10. Employers are not allowed to check credit reports in the hiring process

They are allowed to, and frequently do, Allec said.

It’s particularly common for employers who hire those with access to large amounts of money or sensitive information (such as banks) and government agencies for which security clearances are required, he said.

“And some corporations look at credit reports to get an idea of a person’s financial responsibility,” Allec reported.

See related: Employer credit checks: Who does them, how they work and what laws apply

11. You have to earn a lot of money to have a good credit score

Holly Andrews explained that the amount of money you earn does not directly affect your credit score.

But your income directly affects your ability to make on-time credit card and loan payments, which is the most important credit scoring factor.

“So, as long as you borrow money responsibly and you don’t miss or make any payments late, your credit score will be in good shape no matter how much you’re earning,” Andrews said.

12. Everyone starts with a perfect credit score

“Man, do I wish this was true,” Jordanne Wells, founder of the website Wise Money Women, said.

However, your credit score is a reflection of your experience with credit – how long you’ve had it, your payment history, etc. – and good credit is built over time as you use it responsibly, Wells noted.

13. Having a bad credit score means you won’t be approved for anything

Although you might not qualify for the best products if you have a bad credit score, it doesn’t mean that you won’t be approved for anything, Holly Andrews said.

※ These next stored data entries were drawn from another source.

PR #8404, opened 2026-08-26
Add JSON result schema infrastructure

gonzaloriestra:
### WHY are these changes introduced?

Closes shop/issues-develop#23660

Finite commands need one typed contract for validating JSON results and documenting them in command help.

Based on these prototypes:

- #8283 
- #8242
- #8243
- #8288

### WHAT is this pull request doing?

- Adds typed JSON result schemas with validation and encoding.
- Exposes schemas through `BaseCommand` and generated command help.
- Rejects unsupported or unnamed nested schema constructs.

### How to test your changes?

See https://github.com/Shopify/cli/pull/8415

### Checklist

- [x] I've considered possible cross-platform impacts (Mac, Linux, Windows)
- [x] I've considered possible [documentation](https://shopify.dev) changes
- [x] I've considered analytics changes to measure impact
- [ ] The change is user-facing — I've identified the correct [bump type](https://github.com/Shopify/cli/blob/main/CONTRIBUTING.md#choosing-the-right-bump-type) and added a changeset

PR #8405, opened 2026-08-26
Emit fatal errors as JSON

gonzaloriestra:

Closes shop/issues-develop#23662

Commands using JSON output need one machine-readable fatal error on stdout.

Based on [#8182](https://github.com/Shopify/cli/pull/8182).

- Emits JSON fatal errors with the same meaningful content as regular errors.
- Keeps diagnostics and progress off stdout.
- Handles uncaught errors consistently and preserves nonzero exit codes.
- Keeps silent aborts silent and ignores `--json` after the `--` boundary.

### How to test your changes?

- `pnpm shopify app info --wrong-flag`
- `pnpm shopify app info --wrong-flag --json`

Add `if (1 === 1) throw new Error('boom')` at the beginning of commands/app/info.ts and run:
- `pnpm shopify app info`
- `pnpm shopify app info --json`

### Checklist

- [x] The change is user-facing — I've identified the correct [bump type](https://github.com/Shopify/cli/blob/main/CONTRIBUTING.md#choosing-the-right-bump-type) and added a changeset


packages/cli-kit/src/public/node/error/index.ts
```diff
@@ -0,0 +1,296 @@
...
+      const {renderFatalErrorAsJson} = await import('../../../private/node/json-error.js')
+      renderFatalErrorAsJson(fatal)
+      return Promise.resolve(error)
+      // eslint-disable-next-line no-catch-all/no-catch-all
+    } catch (serializationError) {
+      outputDebug(`Failed to render the error as JSON: ${serializationError}`)
+    }
+  }
+
+  const {renderFatalError} = await import('../ui.js')
```
gonzaloriestra, line 157: The content of this file was moved from ../error.ts. These are the only changes here.

gonzaloriestra:
* **#8413** <a href="https://app.graphite.com/github/pr/Shopify/cli/8413?utm_source=stack-comment-icon" target="_blank">Graphite</a>
* **#8405** <a href="https://app.graphite.com/github/pr/Shopify/cli/8405?utm_source=stack-comment-icon" target="_blank">Graphite</a> 👈 <a href="https://app.graphite.com/github/pr/Shopify/cli/8405?utm_source=stack-comment-view-in-graphite" target="_blank">(View in Graphite)</a>
* **#8403** <a href="https://app.graphite.com/github/pr/Shopify/cli/8403?utm_source=stack-comment-icon" target="_blank">Graphite</a>
* `main`


<h2></h2>

tizmagik:
This closes the empty-stdout problem, which is what actually blocks scripting against `--json`. Good to see it moving. One follow-up while the shape is still open.

For `store execute`, the interesting part of a failure is the GraphQL `errors` array, and after this change it arrives as a serialized JSON string inside `tryMessage`. That comes from [the throw site in `admin-transport.ts`](https://github.com/Shopify/cli/blob/3bb4bc7b5076ea9303ee63c0248496e98dadb369/packages/store/src/cli/services/store/execute/admin-transport.ts#L94):

```ts
throw new AbortError('GraphQL operation failed.', JSON.stringify({errors: error.response.errors}, null, 2))
```

`json-error.ts` passes a plain-string `tryMessage` through verbatim, so the data survives intact. A consumer can `JSON.parse` the document, then `JSON.parse` the `tryMessage`, and recover the error codes exactly. That works, and it beats parsing the rendered banner.

What I would push back on is that it works by accident. `tryMessage` is typed `zod.string()` and named for display. The only reason it carries structured data is that this one call site serializes into it. The token handling in `json-error.ts` invites turning a message like that into token items or a `customSections` table, and the moment someone does, every consumer's second `JSON.parse` fails. No test would catch that. On `main`, [the only test asserting on `tryMessage` in that file](https://github.com/Shopify/cli/blob/3bb4bc7b5076ea9303ee63c0248496e98dadb369/packages/store/src/cli/services/store/execute/admin-transport.test.ts#L309) covers the 402 case and checks for a human-readable phrase, so the GraphQL branch's payload is unpinned.

Is there room in this design for structured error detail that is not a display string? Two shapes would do it.

1. An optional `details` field on `JsonError`, carrying unknown-shaped data from the raising site. `admin-transport.ts` then passes the `errors` array as data and keeps `tryMessage` for humans. This is the bigger change, since it touches the schema the rest of your stack validates against.
2. Leave `JsonError` alone and let `store execute` handle its own failure, returning the GraphQL error payload through `writeOrOutputStoreExecuteResult`, which already serializes cleanly in `json` mode.

I have a working branch for the second one, scoped to `store execute`. It adds an `AbortError` subclass carrying `readonly response`, and the command emits `error.response` as JSON when `--json` is set. Identical banner for humans, unchanged success shape, tests included. Happy to open it against your branch, hand it over, or drop it if the first shape is where you would rather go. Your call, this is your stack.

Separate and smaller, probably its own issue rather than folded in here. `store execute` drops `extensions` on both the success and failure paths, so a client cannot read `cost.throttleStatus` and honor the leaky bucket. It passes `handleErrors: false` with no `onResponse`, and `autoRateLimitRestore` defaults to false.

packages/cli-kit/src/public/node/error/schema.ts
dmerand, line 1: Building on [this comment](https://github.com/Shopify/cli/pull/8405#issuecomment-5482690680): The renderer already limits output to known fields, which we should keep. But there is no field for extra structured error data.

Could a command pass selected error data to the renderer in an optional `details` field? The command would choose what to include. The renderer would continue to ignore other properties on the original error.

This would let callers read the data without parsing display strings such as `tryMessage`. I think it could fit into the existing error-output path without another error-handling layer.

packages/cli-kit/src/public/node/path.test.ts
```diff
@@ -131,6 +131,14 @@ describe('sniffForJson', () => {
   test('returns false if neither is present', () => {
     expect(sniffForJson(['node', 'script.js', '--other-flag'])).toBe(false)
   })
+
+  test.each(['--json', '-j'])('returns false if %s is a passthrough argument', (jsonFlag) => {
```
dmerand, line 135: Ugh passthrough arguments are one of my least favorite things about node-based CLIs. This is such confusing syntax, and easy to forget!

packages/cli-kit/src/public/node/error/index.ts
```diff
@@ -0,0 +1,296 @@
...
+    if (maybeError?.stack) {
+      fatal.stack = maybeError?.stack
+    }
+  }
+
+  const {jsonOutputEnabled} = await import('../environment.js')
+  if (jsonOutputEnabled()) {
+    try {
+      const {renderFatalErrorAsJson} = await import('../../../private/node/json-error.js')
+      renderFatalErrorAsJson(fatal)
```
dmerand: Could we flush stdout on this path before Oclif exits, and cover the normal exit path with a subprocess test? The uncaught-error path flushes stdout, but this path returns to `Errors.handle()`, which calls `process.exit()`.

In an isolated subprocess check using this PR's error handler, serializer, stdout writer, and Oclif 4.8.3, a 1 MiB error stopped at 65,536 bytes in three runs. `JSON.parse` failed each time. Adding the PR's `flushStdout()` before `Errors.handle()` delivered the full document and kept exit code 1. Unrelated environment/UI dependencies were stubbed; this was not a full CLI invocation.

The existing fixtures miss this case: one sets `process.exitCode`, which permits normal draining; the large-output test explicitly calls `flushStdout()` rather than using the normal error path.

packages/cli-kit/src/public/node/error/index.ts
```diff
@@ -0,0 +1,296 @@
...
+      return Promise.resolve(error)
+      // eslint-disable-next-line no-catch-all/no-catch-all
+    } catch (serializationError) {
```
dmerand: If JSON serialization fails, could we emit a minimal JSON error instead of falling back to a text banner? When stdout is still writable, callers using `--json` should still receive a parseable error document. A broken stdout pipe is a separate case.

Could we add a test for this serialization-failure fallback?

packages/cli-kit/src/public/node/error/types.ts
```diff
@@ -0,0 +1,34 @@
+export type JsonErrorType = 'abort' | 'bug' | 'external'
+
+export interface JsonErrorCustomSection {
+  title?: string
+  body: string | string[][]
+}
+
+interface JsonErrorBase {
```
dmerand: Can we infer these error types from the Zod schemas instead of maintaining separate interfaces?

The `satisfies ZodType<...>` checks do not require the two declarations to match exactly. Optional fields can still differ. Inference would keep the TypeScript type, runtime validation, and help output tied to one declaration, as intended in #8404.

dmerand (commented):
Mix of human/LLM feedback on this one. Again, off to a great start.

packages/cli-kit/src/public/node/path.test.ts
gonzaloriestra: Yeah, it's horrible!

packages/cli-kit/src/public/node/error/index.ts
gonzaloriestra: Fixed by flushing in the shared handler. Also added a test to check that a full 1 MiB document survives `Errors.handle()` with exit code 1.

packages/cli-kit/src/public/node/error/index.ts
gonzaloriestra: Good idea, I added the fallback.

packages/cli-kit/src/public/node/error/schema.ts
gonzaloriestra: Totally agree, I added the optional details field and it's used by `store execute` now.

packages/cli-kit/src/public/node/error/types.ts
gonzaloriestra: Done, the schemas are now the single source of truth

gonzaloriestra:
@tizmagik nice point! I added the optional details field, and it's used by `store execute` now.

Regarding the second issue, you are right. The new details field preserves per-error extensions, but response-level extensions.cost.throttleStatus is still dropped. I agree this deserves a separate fix covering both success and failure. I can have a look later.

dmerand (approved):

This is because your credit score isn’t the only thing that lenders take into account when deciding your creditworthiness – they may also consider your income and other debts, she explained.

“So, you will still be able to obtain credit, you may just have to pay a bigger deposit or higher interest rate,” Andrews said.

14. Anything above 600 is a good score

Sure, 600 sounds like a nice round number, but anything under 620 is generally considered poor, which means it’ll be hard to get credit, Wells said.

And if you get it at all, you’re going to get a higher interest rate for it, she noted.

“Generally, the goal is to have a score of at least 720, which FICO considers ‘very good,’ to get good rates,” Wells said.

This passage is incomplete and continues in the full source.